DATA PROVIDED →
PR #4182, opened 2024-08-14
Add timestamps to hc_sleuth

maackle:
### Summary

- Add timestamps to hc_sleuth events
- Adds missing event logs for authoring ops and receiving and sending op hashes through publish and gossip
- Adds a hc-sleuth binary for examining sleuth logs

### TODO:


crates/holochain_state/src/integrate.rs
```diff
@@ -65,9 +65,19 @@ pub async fn authored_ops_to_dht_db_without_check(
     let activity = dht_db
         .write_async(|txn| {
             for op in ops {
+                // TODO: only for aitia runs
+                let op_hash = op.as_hash().clone();
+                let op_lite = op.clone().to_lite();
+                let author = op.author().clone();
+                let deps = op.sys_validation_dependencies();
```
maackle, line 72: Wonder if this is worth making conditional? Maybe it will get optimized out anyway?

PR #779, opened 2018-07-22
Moved UV_READABLE, UV_WRITABLE, and uv_os_sock_t into uS namespace

izaid:
At present, the declarations of UV_READABLE, UV_WRITABLE, and uv_os_sock_t make it not possible to include both `uv.h` and uWS files like `Hub.h` together in the same source file (if one is using the epoll or asio backend) as these definitions conflict.

This PR Is the most minimal set of changes to remove this conflict. Perhaps it would be better to rename as follows: `UV_READABLE` -> `uS::READABLE`, `UV_WRITABLE` -> `uS::WRITABLE`, and `uv_sock_t` -> `us_os_sock_t`, which I would also be happy to do.

### DIFF
--- a/src/Asio.h
+++ b/src/Asio.h
@@ -3,11 +3,11 @@
 
 #include <boost/asio.hpp>
 
+namespace uS {
+
 typedef boost::asio::ip::tcp::socket::native_handle_type uv_os_sock_t;
 static const int UV_READABLE = 1;
 static const int UV_WRITABLE = 2;
-
-namespace uS {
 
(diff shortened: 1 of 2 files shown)


alexhultman:
This would be a nice thing to fix if 0.14 would stay for longer but all focus is currently on 0.15 and it does not have the same issue of leaking names outside of its modules like 0.14 do.

izaid:
I don't mind making the changes to 0.14 if you don't mind merging them. If you'd rather wait for 0.15 though, then I'm happy to just close the PR.

PR #780, opened 2018-08-15
Add run_one method to Libuv and Asio

Tai7sy:
Add run_one method to Libuv, Asio.
Epoll not

### DIFF
--- a/src/Asio.h
+++ b/src/Asio.h
@@ -23,6 +23,10 @@ struct Loop : boost::asio::io_service {
         boost::asio::io_service::run();
     }
 
+    void run_one() {
+        boost::asio::io_service::run_one();
+    }
+
     void poll() {
         boost::asio::io_service::poll();
     }
--- a/src/Epoll.h
+++ b/src/Epoll.h
@@ -61,6 +61,8 @@ struct Loop {
     void doEpoll(int epollTimeout);
 
     void run();
+	
+	void run_one();
 
     void poll();
 
--- a/src/Epoll.h
+++ b/src/Epoll.h
@@ -62,7 +62,7 @@ struct Loop {
 
     void run();
 	
-	void run_one();
+    void run_one();
 
     void poll();
 
--- a/src/Hub.h
+++ b/src/Hub.h
@@ -73,6 +73,7 @@ public:
     }
 
     using uS::Node::run;
+    using uS::Node::run_one;
     using uS::Node::poll;
     using uS::Node::getLoop;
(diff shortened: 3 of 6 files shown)


alexhultman:
run_one is not the naming convention used. runOne would be, but I'm wondering why you would need this? A proper solution would only need run, nothing else. Integrations should be made at the polling (eventing) layer.

Tai7sy:
I start many servers and stop some when receive some message. But there is no stop method(and it maybe hard to force terminate a server in another thread safely). 
In the beginning, I use while/poll/Sleep so i can break the whileloop when needed, then I found a run_one would be better, because it use the eventloop in libuv(or some other) rather than a stupid Sleep.
What's more, I think these i/o libraries support runOne, so there must be some situation we can use it.

alexhultman:
You need to go back to the drawing board and redesign your server how it's supposed to work instead of adding hacks to work around your own design limitations.

abrownsword:
I think the correct paradigm on libuv is to call loop->stop().  Or I guess that’s uv_loop_stop() if I’m not using a c++ wrapper.  There are also alternate run modes for loops, but I don’t like those much.  And runOne seems like a poor paradigm, particularly if your objective is to start and stop a server on demand.  If you want to act per iteration use a per iteration event, if you want to stop the loop... use stop.

alexhultman:
This lib is async -> it runs on events only. Just like Node.js the loop will automatically "fall through" once there is no queued up async events. This is how you close it down if you really want that. You can look in the tests source, there are about 50 examples of how to properly do this. If you need more info you can take a quick look at Node.js design principles and apply them here.

alexhultman:
Also note that your design will leak memory and file descriptors if you just hack in a runOnce method and exit that way. You need to let the loop run and fall through. Hub::run(); will return "fall through" once it is ready to do so.

abrownsword:
Tai7sy:  the libuv paradigm for stopping a run loop in another thread is probably to use uv_async_t, and have the handler of that event (which is on the thread of the run loop) call uv_loop_stop once it has properly processed any cleanup that needs to be done.  Trying to take control of the loop’s iteration process by calling it one iteration at a time is going to be fraught with problems, as Alex points out.

Tai7sy:
Thanks for these advice.
Now I have understood how the uWS works and the problem in my design of my program.
Just call close() and waiting for the run() to 'fall through' automatically seems to be more elegant and the right way.
Examples in the tests helped me a lot to understand and redesign the procedure of my program. Thanks again.

PR #781, opened 2018-08-21
Epoll Bug Fixes - Timer Resolution Accuracy Improved

ptaulborg:
Fixed two major bugs with Epoll timers.

1) Rewrote the timer check in Loop::run to reset the next epoll_wait() epollTimeout/delay if there was socket activity but no executed timer. This fixes timer resolution to be very accurate, regardless of i/o activity.

2) Critical bug fix where if while executing a timer callback, the callback stop()'d a different timer, the loop code would "continue" thinking the current timer was stopped. This was because it uses a Loop:: boolean that is global to that context. Added checking to make sure the current processing timer was stopped. The result of this bug would be that the timer would execute a second time immediately.

One other note is that if during the timer check loop your callback triggers the creation of a new Timer that wants to execute immediately (0ms), this entire chain will break, since it relies on a presumed index of [0] after the callback executes. This doesn't matter for my particular usage, because I'd never use timers in this way, but for sake of being super robust, just making full disclosure. That particular usage bug exists in both mine and the original branch.

### DIFF
--- a/src/Epoll.cpp
+++ b/src/Epoll.cpp
@@ -35,20 +35,28 @@ void Loop::doEpoll(int epollTimeout) {
         callbacks[poll->state.cbIndex](poll, status, readyEvents[i].events);
     }
 
-    while (timers.size() && timers[0].timepoint < timepoint) {
-        Timer *timer = timers[0].timer;
-        cancelledLastTimer = false;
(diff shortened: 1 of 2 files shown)


alexhultman:
Alright seems like you did some research here, trusting you this works

PR #826, opened 2019-02-01
-

guffy1234:

### DIFF
--- a/src/HttpRouter.h
+++ b/src/HttpRouter.h
@@ -37,7 +37,7 @@ namespace uWS {
 template <class USERDATA>
 class HttpRouter {
 private:
-    static const unsigned int MAX_URL_SEGMENTS = 100;
+    static constexpr unsigned int MAX_URL_SEGMENTS = 100;
 
     /* Basically a pre-allocated stack */
     struct RouteParameters {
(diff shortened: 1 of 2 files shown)


src/HttpRouter.h
```diff
@@ -257,27 +221,21 @@ class HttpRouter {
...
-
-        /* We have that method on record, let's iterate it */
-        if (parent != &tree) {
-            return executeHandlers(parent, 0, userData);
-        } else {
-            /* We did not find any handler for this method.
-             * You may want to re-route with "*" as method. */
-            return false;
-        }
+		for (auto &p : tree.children) {
```
alexhultman: This is basically

```
for (auto &c : tree->children) {
	if (c->name == method) {
		return executeHandlers(c.get(), 0, userData);
	}
}
return false;
```

guffy1234:
Yes. Have no idea why github shows changes this way.
This is the file
https://github.com/guffy1234/uWebSockets/blob/master/src/HttpRouter.h

src/HttpRouter.h
guffy1234: Yes. Have no idea why github shows changes this way.
This is the file
https://github.com/guffy1234/uWebSockets/blob/master/src/HttpRouter.h

alexhultman:
Hello,

I can look at this and see what's easy to put in. The router is still WIP and should be rewritten completely when it's behavior is known.

guffy1234:
Ok. Honestly it looks like designed to support high amount of routes. You trying to save space in the nodes with indirect handlers. May be I'm not too familiar with web applications, but imho probably it's unusual case. And tree-like routing makes difficult to introduce regex matches, especially multi segment patterns

alexhultman:
It doesn't do regex. Regex are slow very slow

guffy1234:
I have changed my opinion. Tree based routing is enough. Whenever i will need something custom i can do it as second layer routing in a handler. Like filesystem streamer does.

PR #847, opened 2019-03-05
Add method to get all headers on the request

kyle-mccarthy:
I would like to be able to get all the headers for a given request, with the intention of being able to add this into the uWebSockets.js repo. [Commit for uWebSocket.js on fork](https://github.com/kyle-mccarthy/uWebSockets.js/commit/feee90b78a5faecbc72c3d098834e4d999a29278).

I want to apologize in advance if I am doing something wrong or a bad way, I don't actually know c++.

### DIFF
--- a/src/HttpParser.h
+++ b/src/HttpParser.h
@@ -62,6 +62,16 @@ public:
         return std::string_view(nullptr, 0);
     }
 
+    std::map<std::string_view, std::string_view> getHeaders() {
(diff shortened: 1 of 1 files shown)


alexhultman:
This is not how we solve problems here. Algorithmically this is very poor. You want a simple loop.

alexhultman:
Unless you're doing a proxy, one should never loop over all headers. You're solving a problem that isn't there

Issue #851, opened 2019-03-13
subprotocol


alexhultman:

alexhultman:
The first websocket subprotocol should be sent back, separated by comma in sec-websocket-subprotocol

alexhultman:
This should be a 1 line fix

alexhultman:
Fixed

PR #856, opened 2019-03-18
Add 'Sec-Websocket-Protocol' support

mtt0:
#851 Add 'Sec-Websocket-Protocol' support

### DIFF
--- a/src/App.h
+++ b/src/App.h
@@ -90,6 +90,7 @@ public:
         CompressOptions compression = DISABLED;
         int maxPayloadLength = 16 * 1024;
         int idleTimeout = 120;
+        SecWebSocketProtocol supportSubprotocol;
         fu2::unique_function<void(uWS::WebSocket<SSL, true> *, HttpRequest *)> open = nullptr;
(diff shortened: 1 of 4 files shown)


src/App.h
```diff
@@ -149,6 +150,14 @@ struct TemplatedApp {
                     ->writeHeader("Connection", "Upgrade")
                     ->writeHeader("Sec-WebSocket-Accept", secWebSocketAccept);
 
+                std::string_view secWebSocketProtocol = req->getHeader("sec-websocket-protocol");
+                if (secWebSocketProtocol.length()) {
+                    auto ret = behavior.supportSubprotocol.selectBest(secWebSocketProtocol);
```
alexhultman: I think selectBest could simply select the first protocol in the list passed to us. Basically take sec-websocket-protocol and just trim it by first comma.

mtt0: Yes. But I think **a websocket server may provides some subprotocols for communicate with clients, only the clients who support one of these subprotocols asked by server will be accept.** Thus, the server should choose the first protocol in the list which is also existed in server's protocol list. Am I think too much or just totally wrong.... not  sure about that.

mtt0:
Simply select the first protocol in the list passed to us.

PR #857, opened 2019-03-18
fix compile issues

johnli1210:
1. Fix wrong format of brace-enclosed initialization of WebSocketBehavior in examples
2. In AsyncSocket some member methods are declared as protected, but later call by object


mtt0:
It is fine under clang++ while compile error under g++ @johnli1210

PR #869, opened 2019-04-02
Store HTTP response data before open event

### LINKED ISSUE #867: Cannot remove fallback buffer of HttpParser before emitting websocket open event
I got 2 similar segmentation faults that are most likely caused by malformed requests. Here is the log output:
```
2019-03-23T03:08:14.936Z wt-tracker:uws-tracker-requests 0.0.0.0 443 ws-open url: / query:  origin: https://www.streamlive.to total: 286
2019-03-23T03:08:29.554Z wt-tracker:uws-tracker-requests 0.0.0.0 443 ws-open url: ^@ query:  origin: https://www.streamlive.to total: 283
Segmentation fault (core dumped)
```
First line is how looks normal request. Second line is how looks fault request. Symbol ^@ from the log refers to 0x00.

uWebSockets.js v15.8.0

This is how I gather the logs:
https://github.com/Novage/wt-tracker/blob/master/lib/uws-tracker.ts#L91

mrlika:
Cannot remove fallback buffer of HttpParser before emitting WebSocket open event
Fixes #867

### DIFF
--- a/src/App.h
+++ b/src/App.h
@@ -189,11 +189,8 @@ public:
                 /* This will add our mark */
                 res->upgrade();
 
-                /* Move any backpressure */
-                std::string backpressure(std::move(((AsyncSocketData<SSL> *) res->getHttpResponseData())->buffer));
-
-                /* Destroy HttpResponseData */
-                res->getHttpResponseData()->~HttpResponseData();
+                /* Temporary store HTTP response data that may be referenced by req object */
+                HttpResponseData<SSL> httpResponseData(std::move(*res->getHttpResponseData()));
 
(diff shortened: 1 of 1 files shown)


alexhultman:
This is almost identical to the solution I was going for BUT there is one issue - moving the std::string does not guarantee it's .data() remains the same. Small strings are (potentially) stored on the stack.

I'm thinking more like changing from std string to raw pointer of size FALLBACK_EXPECTED of about 2kb or so.

mrlika:
You are right. SSO breaks this. As an option std::string::reserve may be called to reserve 24 bytes or more to avoid SSO: https://github.com/elliotgoodrich/SSO-23#comparison

PR #906, opened 2019-06-13
Clarify getHeader argument meaning

zxey:
I tried to use getHeader method on HttpRequest and found out that it did not perform case insensitive search on headers.

It is specified by [RFC 2616 - "Hypertext Transfer Protocol -- HTTP/1.1"](https://www.w3.org/Protocols/rfc2616/rfc2616-sec4.html#sec4.2) that headers should be case insensitive:
> Each header field consists of a name followed by a colon (":") and the field value. Field names are case-insensitive.

### DIFF
--- a/src/HttpParser.h
+++ b/src/HttpParser.h
@@ -86,9 +86,9 @@ public:
         didYield = yield;
     }
 
-    std::string_view getHeader(std::string_view header) {
+    std::string_view getHeader(std::string_view lowerCasedHeader) {
         for (Header *h = headers; (++h)->key.length(); ) {
-            if (h->key.length() == header.length() && !strncmp(h->key.data(), header.data(), header.length())) {
+            if (h->key.length() == lowerCasedHeader.length() && !strncmp(h->key.data(), lowerCasedHeader.data(), lowerCasedHeader.length())) {
                 return h->value;
             }
         }


src/Utilities.h
```diff
@@ -60,6 +60,35 @@ inline int u32toa(uint32_t value, char *dst) {
     return ret;
 }
 
+inline bool asciiEqualsCaseI(const char * str1, const char * str2, size_t num)
```
dvergeylen: This could probably be more concise e.g:

```cpp
bool iequals(const string& a, const string& b)
{
    return std::equal(a.begin(), a.end(),
                      b.begin(), b.end(),
                      [](char a, char b) {
                          return tolower(a) == tolower(b);
                      });
}
```
(unashamedly taken from https://stackoverflow.com/a/4119881)

alexhultman:
All header keys are lower cased, so you just have to specify the key in lower case.

alexhultman:
https://github.com/uNetworking/uWebSockets/blob/master/src/HttpParser.h#L89

If anything, the argument can be named lowerCasedHeader

zxey:
> All header keys are lower cased, so you just have to specify the key in lower case.

Oh, nice, I just changed the argument to be named `lowerCasedHeader` then.

ddevienne:
lowerCase**d**Header implies it might be lower-cased by the implementation of that function.
While lowerCaseHeader header implies that argument is expected to be lower-case IMHO.
I'm not a native speaker, but that how it seems to me. FWIW.

alexhultman:
headerInLowerCase

Issue #805, opened 2019-01-02
Missing way to read HttpRequest body/data for POST/PUT...


christoth:
Apologies if I missed it, but I can't find a way to read the request body (the data after the headers) in HttpRequest. 

This would be needed in handling POST/PUT/... requests.

Thanks in advance

alexhultman:
res->read([](std::string_view data) {

});

alexhultman:
No response closing

christoth:
Thanks for pointing me in the right direction.

Is there a way to tell when the request data is finished? e.g. zero length data

I'm currently reading the content-length header, appending data to by own buffer and comparing the length of the buffer to content-length.

Are you open to me adding an echo HTTP example (using POST and returning the request body) either on it's own or to the echo server example?
 
Thanks again

alexhultman:
I added a bool "last" and renamed it to onData. I've tested this on Windows and it seems to work. Probably should add more helper functions later on.

Thanks for reporting

```c++
.post("/file", [](auto *res, auto *req) {
        res->onData([res](std::string_view data, bool last) {
            std::cout << "Got data: " << data.length() << ", it's the last: " << last << std::endl;

            if (last) {
                us_listen_socket_close(listen_socket);
                res->end("Thanks for the data!");
            }
        });
```

christoth:
Using onData works with single requests.

When I test with concurrent requests it times-out, but it doesn't crash now, which is great and it will respond to single requests after the short loadtest - previously with read() it just crashed. 

It looks like concurrent requests trigger onData(), but last is never true?

Here's my code:

        }).post("/echo", [](auto *res, auto *req) {
          const uint64_t contentLength = std::stoi(std::string(req->getHeader("content-length")));
          std::cout << ">: " << contentLength << " ";
          if(contentLength == 0) {
            res->end("'/echo' request needs a payload");
            std::cout << "contentLength == 0" << std::endl;
            return;
          }

          std::string requestData;

          res->onData([&](std::string_view data, bool last) {
            if (last) {
              if (requestData.size() == 0) {
                res->end(data);
                std::cout << "<: " << data.length() << std::endl; 
              } else {
                requestData.append(data.data(), data.size());
                res->end(requestData);
                std::cout << "[" << data.size() << "] <: " << requestData.length() << std::endl;
              }
              return;
            } else {
              if (requestData.length() == 0) {
                requestData.reserve(contentLength);
              }
              requestData.append(data.data(), data.size());
[...]

PR #907, opened 2019-06-14
allow delayed response onData handling

sigidagi:
@alexhultman  following your last POST request example in [issues/805](https://github.com/uNetworking/uWebSockets/issues/805)

 `res->end("Thanks for the data!");` inside onData lambda will terminate with 

> Error: Returning from a request handler without responding or attaching an abort handler is forbidden!

### DIFF
--- a/src/HttpContext.h
+++ b/src/HttpContext.h
@@ -168,7 +168,7 @@ private:
                 }
 
                 /* Returning from a request handler without responding or attaching an onAborted handler is ill-use */
-                if (!((HttpResponse<SSL> *) s)->hasResponded() && !httpResponseData->onAborted) {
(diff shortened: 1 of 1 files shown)


alexhultman:
You need to attach an abort handler, call onAborted. That is the only restriction

sigidagi:
What is rationale of having extra handler _"onAborted_"  when handling POST/PUT request using _"onData"_?

alexhultman:
When you get a request you either immediately respond or attach various callbacks, one of which is the required onAborted. Abort is basically when the connection is broken which can happen any time from request handler until fully responded

xingyun86:
> What is rationale of having extra handler _"onAborted_" when handling POST/PUT request using _"onData"_?

Can you  tell me how to attach  an abort handler? Where to do this?

xingyun86:
I had get it. Thanks you very much!

Issue #920, opened 2019-08-19
Compiled failed on centos 7.6 with g++ 7.3.1 


ForrestSu:
GCC:  g++ (GCC) 7.3.1 20180303 (Red Hat 7.3.1-5)
platform:  CentOS Linux release 7.6.1810 (Core)
I added a header file  `climits` , fix this compile error.

```
src/WebSocketExtensions.h: In member function ‘int uWS::ExtensionsParser::getToken(const char*&, const char*)’:
src/WebSocketExtensions.h:59:23: error: ‘SHRT_MIN’ was not declared in this scope
         static_assert(SHRT_MIN > INT_MIN, "Integer overflow fix is invalid for this platform, report this as a bug!");
                       ^~~~~~~~
src/WebSocketExtensions.h:59:23: note: suggested alternative: ‘WINT_MIN’
         static_assert(SHRT_MIN > INT_MIN, "Integer overflow fix is invalid for this platform, report this as a bug!");
```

WHAT YOU ARE ASKED TO DO → Write out, word for word, every line from the one containing "Issue #920, opened 2019-08-19" through the last line of the records above.

SOLVED PROBLEM →
Issue #920, opened 2019-08-19
Compiled failed on centos 7.6 with g++ 7.3.1 


ForrestSu:
GCC:  g++ (GCC) 7.3.1 20180303 (Red Hat 7.3.1-5)
platform:  CentOS Linux release 7.6.1810 (Core)
I added a header file  `climits` , fix this compile error.

```
src/WebSocketExtensions.h: In member function ‘int uWS::ExtensionsParser::getToken(const char*&, const char*)’:
src/WebSocketExtensions.h:59:23: error: ‘SHRT_MIN’ was not declared in this scope
         static_assert(SHRT_MIN > INT_MIN, "Integer overflow fix is invalid for this platform, report this as a bug!");
                       ^~~~~~~~
src/WebSocketExtensions.h:59:23: note: suggested alternative: ‘WINT_MIN’
         static_assert(SHRT_MIN > INT_MIN, "Integer overflow fix is invalid for this platform, report this as a bug!");
```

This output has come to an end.